Andrew Young, hand over heart, and on knees, in contemplation, long after the National Anthem was sung, March 25, 1965

Andrew Young, hand over heart, and on knees, in contemplation, long after the National Anthem was sung, March 25, 1965

Stephen Somerstein

“All through the march I was thinking, ‘This is history in the making. Can I capture it? Can I give a sense to other people of what I am experiencing myself?’ That was the thread that always wove through the back of my mind. Am I up for the task?… I turned my camera most consciously to the people watching the march. It was meant to free them. The march was meant to give them voting rights. The march was meant to change their lives… I wanted the pictures to be a window for people to look back in time and see what it was like then.

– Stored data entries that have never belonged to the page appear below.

PR #954, opened 2021-01-28
Minor README updates

avital:


Marvin182 (approved):
One could also say that Flax started inside the Brain Team but is now developed by the researchers community. Even if right now the majority of contribution are still coming from Google.

avital:
> One could also say that Flax started inside the Brain Team but is now developed by the researchers community. Even if right now the majority of contribution are still coming from Google.

I gave it a shot here: https://github.com/google/flax/pull/960

PR #976, opened 2021-02-03
Generalize attribute assignment to support passing module instances

jheek:
- Fix attributes not being frozen
- Clone detached modules when passed as attributes
- Harmonize attributes and fields by handling submodules the same way.

Co-authored-by: Anselm Levskaya <levskaya@google.com>


levskaya (approved):
This all looks great, and much cleaner than my initial prototypes!  So sorry that I was so slow to review.

PR #989, opened 2021-02-04
Add v1 logo to RTD.

avital:
If we link this, we can also add this same image into
the GitHub README.

But thought I'd try here first.

See rendered docs with logo here: https://flax--989.org.readthedocs.build/en/989/


andsteing:
I think we should position it differently. In the current form it removes almost 50% of screen estate on a typical screen (landscape orientation).

I checked some other popular readthedocs pages and they often have the logo in the side menu (like [JAX](https://jax.readthedocs.io/en/latest/)), or have a much smaller logo (like [solidity](https://docs.soliditylang.org/)). We could also experiment with having it on the right side with text flowing around it (didn't see any examples doing that, but it would allow to have the logo on top and not stealing screen estate from main page or menu).

I also don't think that we need "FLAX" in the logo if it's written as a title just under it.

8bitmp3:
It's a great-looking logo @avital. 

I'd suggest a few minor things: 1) trim the margins a little (see below); 2) like @andsteing said, have the logo in the sidebar (like JAX's ReadTheDocs); 3) have a high resolution version somewhere; 4) add a low-res favicon 🚀 

Awesome logo 👍 

So the margins make the whole thing take up a bit "too much" space, IMHO:

image

Then, when you zoom in, it looks pixelated, so a high res PNG would fix it:

image

P.S. Looking forward to FLAX stickers.

avital:
Hi @8bitmp3 -- thanks for chiming in :) I see you've thought about this a lot more than me.

Any interest in fixing the padding and figuring out how best to integrate the image into the docs? Here is a vector PDF of the raw logo, in case you're excited about this. (If not that's of course fine, but just wanted to supply anything needed in case you or someone else wants to go ahead and do it)

[flax sketch.pdf](https://github.com/google/flax/files/5931269/flax.sketch.pdf)

avital:
Regarding the favicon, it may not look good with all of the "layers" in such a small resolution, we'd need to check. But perhaps if we remove the green layers and only keep blue and purple then there will be less detail and it would look better as a favicon

avital:
(oops, sorry, that was the old logo version -- I'm deleting my comment, I'll upload the PDF of the new one shortly)

avital:
Here's the latest logo in PDF form: 
[Uploading flax sketch_03.pdf…]()

joaogui1:
The link is broken

8bitmp3:
> Any interest in fixing the padding and figuring out how best to integrate the image into the docs? 

@avital Ok

avital:
> The link is broken
Oops! I updated the comment above with a working link to a PDF file.

joaogui1:
Looks really cool, looking forward to the stickers :D

andsteing (changes requested):
(Same text I put into a comment previously, this time as a "request changes" review for better visibility)

I think we should position it differently. In the current form it removes almost 50% of screen estate on a typical screen (landscape orientation).

I checked some other popular readthedocs pages and they often have the logo in the side menu (like [JAX](https://jax.readthedocs.io/en/latest/)), or have a much smaller logo (like [solidity](https://docs.soliditylang.org/)). We could also experiment with having it on the right side with text flowing around it (didn't see any examples doing that, but it would allow to have the logo on top and not stealing screen estate from main page or menu).

I also don't think that we need "FLAX" in the logo if it's written as a title just under it.

8bitmp3:
@andsteing how about:

image

8bitmp3:
https://github.com/avital/flax/pull/2 @avital

andsteing:
I would vote for having the logo only in the "main" section on the right - i.e. above / besides (float layout?) the "Flax documentation" title.

Having it in the left hand menu wastes a lot of vertical space. For example on my macbook screen I currently see the first part of "API REFERENCE" only. If we waste vertical space for the logo then I won't even see the "API REFERENCE" without scrolling...

Also, I think for the RTD docs it's actually more important having a good favicon. Because that will really help users finding the open tab with the docs, while the big logo on the page itself looks nice but gives little added value.

andsteing:
Implemented as #1392

PR #999, opened 2021-02-05
Updates some error messages in module.py and scope.oy

### LINKED ISSUE #893: Improve Error Message: Calling a method without initializing
Example code:

```
from flax import linen as nn
import jax.numpy as jnp
test_dense = nn.Dense(10)
test_dense(jnp.ones((5,5)))
```

Gives error:

```

    146 
    149 
    150     if is_compact_method:

```

This code does work:

```
```

marcvanzee:
Closes #893

### DIFF
--- a/flax/errors.py
+++ b/flax/errors.py
@@ -25,8 +25,32 @@
 # WITHOUT WARRANTIES OR CONDITIONS OF ANY KIND, either express or implied.
 # See the License for the specific language governing permissions and
 # limitations under the License.
-"""Flax error classes."""
+"""Flax error classes.
 
+=== Suggested error classes naming conventions:
+
+* If the error occurs when doing something, name the error
+  <Verb><Object><TypeOfError>Error
+
+  For instance, if you want to raise an error when applying a module with an 
+  invalid method, the error can be: ApplyModuleInvalidMethodError.
+
+ <TypeOfError> is optional, for instance if there is only one error when 
+  modifying a variable, the error can simply be: ModifyVariableError.
+
+* If there is no concrete action involved the only a description of the error is
+  sufficient. For instance: InvalidFilterError, NameInUseError, etc.
+
+
+=== Copy/pastable template for new error messages:
+
+class Template(FlaxError):
+  "" "
+
+  "" "
+  def __init__(self):
+    super().__init__(f'')
+"""
 
 class FlaxError(Exception):
   def __init__(self, message):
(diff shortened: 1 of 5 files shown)


flax/errors.py
```diff
@@ -117,4 +116,44 @@ def __call__(self, x):
...
+  this, add this to your imports::
+    
+    from jax.config import config
+    config.enable_omnistaging()
+  """
+  def __init(self):
+    super().__init__(f'Flax Linen requires Omnistaging to be enabled')
+
+
+class UnboundCompactModuleError(FlaxError):
```
avital, line 134: This new error alone is so valuable

flax/errors.py
```diff
@@ -117,4 +116,44 @@ def __call__(self, x):
...
+
+    test_dense = nn.Dense(10)
+    test_dense(jnp.ones((5,5)))
+
+  Instead, you should pass the variables (parameters and other state) via 
+  :meth:`Module.apply() <flax.linen.Module.apply>` (or use 
+  :meth:`Module.init() <flax.linen.Module.init>` to get initial variables)::
+
+    # Create the initialized variables with a random key for inits:
+    params = test_dense.init(random.PRNGKey(0), jnp.ones((5,5)))['params']
```
avital, line 151: I think this code doesn't work. It should be `variables = ` and don't do `['params']` at the end

flax/linen/module.py
```diff
@@ -231,7 +228,7 @@ def wrapped_module_method(self, *args, **kwargs):
 
     if is_compact_method:
       if self.scope is None:
-        raise ValueError("Can't call compact methods on unbound modules")
+        raise UnboundCompactModuleError(self.name)
```
avital, line 231: I'm curious whether we also get this error when calling non-compact methods

flax/errors.py
avital: Ah, I get a different error then -- `setup` doesn't run so the submodule I defined isn't there

https://colab.research.google.com/drive/1SsRzkBoGqf1DNYRVseh5QxjA_SwCb7gb

marcvanzee: I don't seem to get a different error when I do as you suggested:

```
from flax import linen as nn
import jax.numpy as jnp

test_dense = nn.Dense(10)

 # Create the initialized variables with a random key for inits:
import jax.random
vars = test_dense.init(random.PRNGKey(0), jnp.ones((5,5)))

# Apply the NN to the variables + input to get output.
y = test_dense.apply(vars, jnp.ones((5,5)))
```

flax/linen/module.py
marcvanzee: It doesn't seem to be possible since it states `if is_compact_pmethod` before, right?

avital: Right, I mean that it would be good to similarly detect that -- this was independently filed as #1014

marcvanzee:
Closing this since I've created another PR #1070 which uses my local branch.

flax/linen/module.py
marcvanzee: Good idea, I've moved your suggestion to the description of the new PR #1070 and I'll implement it there.

PR #1000, opened 2021-02-05
Enable broadcast in lift.scan

jheek:
Fixes a bug that made broadcast impossible to use with `lift.scan`


marcvanzee:
Congrats on filing GH artefact number 1000!! 🎉 🎈 🎂

levskaya (approved):

bastings:
Thanks for this! :1st_place_medal:

PR #2505, opened 2022-10-04
no-op when double wrapping with struct.dataclass

cgarciae:
# What does this PR do?

Makes double wrapping with `struct.dataclass` a no-op when wrapping an existing Flax dataclass. Also raises an error if you try to wrap an existing non-Flax dataclass.

### DIFF
--- a/flax/struct.py
+++ b/flax/struct.py
@@ -95,6 +95,11 @@ def dataclass(clz: _T) -> _T:
   Returns:
     The new class.
   """
+  # check if the class is already a dataclass
+  
+  if '_flax_dataclass' in clz.__dict__:
+    return clz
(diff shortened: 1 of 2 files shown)


.github/workflows/build.yml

I needed to capture a sense of their vision.” -Stephen Somerstein


When the great Selma-to-Montgomery Civil Rights March took place in January 1965, Stephen Somerstein, who was a 24 year old student as well as an editor for New York’s City College newspaper, brought with him five cameras and took a bus to the South on a short notice. Some of his 400 photographs captured the most iconic civil rights images of the time. After graduation, Somerstein had been working as a physicist at the Harvard-Smithsonian Astrophysical Observatory until his retirement. His powerful photographs are not widely seen by the public until many years later.